Tsinghua's high score, of course, is also good. The University of Electronic Science and Technology of China (Chengdu) is hard, and the University of China Science and Technology of China is soft (in the School of Software, and has an embedded national laboratory)
Books are the four books (Principles of Computer Composition, Operating System, Data Structure and Computer Network) of the Computer Unified Examination. The specific school reference books are different, but they must be the four major categories, that is, different publishers and different writers.
Suggestion: first check the general situation of your favorite school on the Internet, or post a post on the postgraduate entrance examination forum for help (such as the freekaoyan forum) to find out whether someone else's embedded system is your favorite (that is, hard or soft), and how the school's reputation is. Then you can determine the school and review hard.
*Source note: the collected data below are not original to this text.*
PR #21393, opened 2026-04-06
outposts/k8s: Add logging for kubernetes API calls

wiiaam:
## Details

Added a wrapper function to handle Kubernetes API calls and output any warnings from the headers. Also tidies up the error output for Kubernetes API errors to make them more human readable.

With field validation set to "Warn" (default):

If field validation was set to "Strict":

---

## Checklist

If applicable


authentik/outposts/controllers/k8s/base.py
```diff
@@ -29,6 +30,8 @@
 
 T = TypeVar("T", V1Pod, V1Deployment)
 
+K8S_RESPONSE_LEN = 3
```
rissson, line 33: I assume this is the length of a response that has errors?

The characteristic of embedded system is that the target system it controls is a practical system with actual functional performance requirements, which requires close integration with the physical world to complete real-time tasks. At the same time, because of the wide range of applications, high cost performance ratio is required, and the system composition is subject to many constraints. Therefore, an excellent embedded system designer needs to master various technologies to obtain information from the real physical world, and at the same time must have a relatively comprehensive knowledge system and good comprehensive ability. For example, information processing, human-computer interaction, artificial intelligence, and various related practical technologies and devices that apply the processing results to the real physical world.
According to the current curriculum distribution of ordinary colleges and universities, the basic knowledge system required for embedded systems is basically satisfied in the undergraduate teaching of electronic information technology, automation technology, communication engineering technology, and electromechanical integration technology, rather than the learning content arranged for graduate students. Therefore, learning embedded systems does not require postgraduate entrance examination.
However, as the 'best processing method' needed to complete the actual task, it is mainly reflected in the software. Whether running in a general computer based on standard hardware resources or an embedded computer system based on dedicated hardware resources, it is the purpose of guiding the computer system to perform tasks. Therefore, the further study of processing technology, method and theory requires graduate level study.
The 'processing method' does not depend on the hardware of the computer system. Although, in some embedded systems, in order to meet the requirements of performance indicators, some dedicated hardware resources are used to assist the "implementation method", which is the implementation means. The same means can also be used for standard computer systems, so the learning content of graduate students is not only for embedded systems.
To sum up, graduate study can help deepen the application of embedded systems, but it is not necessarily related.